Cependant les renseignements que l’on apportait à mon père dénotaient que d’heure en heure la situation s’aggravait.
« M. Soulery [1] nous apprit que des barricades obstruaient la rue du Havre et la rue Tronchet et qu’on y forçait les passants à prêter leur concours pour en élever de nouvelles. Peu après, nous sûmes que le corps de garde de la place de la Madeleine était incendié. M’étant alors mis à la croisée, je vis arriver au galop un officier d’état-major accompagné d’un cavalier. Cet officier s’arrêta en face du marchand de vin, au numéro 17 et s’adressant aux groupes nombreux qui stationnaient dans la rue Royale, leur dit : « Messieurs, le maréchal Bugeaud m’envoie vous dire que, pour éviter toute effusion de sang, il a ordonné aux troupes de rentrer dans leurs casernes. » Plusieurs cris de : vive le Roi ! se firent alors entendre, en réponse à cette communication.
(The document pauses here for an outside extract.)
Issue #6461, opened 2025-09-03
configure json_library to be `JSON` if defined


chrismccord:

saleyn:
I would love to have the `json_library` option configurable beyond `Jason` and `json`.  I am the maintainer of [glazer](https://glazer.hexdocs.pm), and believe it would be very beneficial for the Phoenix community to take advantage of more performant JSON parsing libraries when needed.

« Cependant, des bandes d’hommes en blouse, et armés de diverses sortes ne tardèrent pas à déboucher des boulevards. A leur suite défilaient des compagnies de la garde nationale, des bataillons d’infanterie dont les soldats portaient le fusil la crosse en l’air, puis des escadrons de cavalerie, le sabre au fourreau. Encadrant ces troupes, marchaient pêle-mêle des hommes armés, appartenant à la classe ouvrière. Ils entouraient le général Bedeau qui, leur donnant des poignées de main, causait affectueusement avec eux.
« A peine ces bandes venaient-elles de s’engager sur la place de la Concorde qu’une fusillade se fit entendre. La foule reflua précipitamment dans la rue Royale. Je me figurai tout d’abord qu’il n’y avait là qu’une manifestation de joie. Je me trompais. C’était une lutte sanglante. Par qui donc les premiers coups de fusil avaient-ils été tirés ? Était-ce par le peuple ou bien par les gardes municipaux qui se trouvaient au poste de la place de la Concorde ? Je l’ignore. Toujours est-il que ce poste fut envahi et que, de part et d’autre, des hommes furent tués. Je vis passer l’un d’eux, âgé d’une cinquantaine d’années et chauve, porté agonisant sur une civière.
« Néanmoins, mon père voulut alors se rendre au ministère des Finances [2] dont les portes avaient été tenues fermées toute
- ↑ M. Soulery, maire de Gourdon.
- ↑ Le ministère des Finances occupait alors le terrain qu’entourent la rue de Rivoli, la rue de Castiglione, la rue du Mont-Thabor, et la rue Cambon, alors nommée rue Neuve de Luxembourg. Ce vaste immeuble, qui contenait tous les services dépendant du ministère des Finances, fut détruit par les insurges en 1871.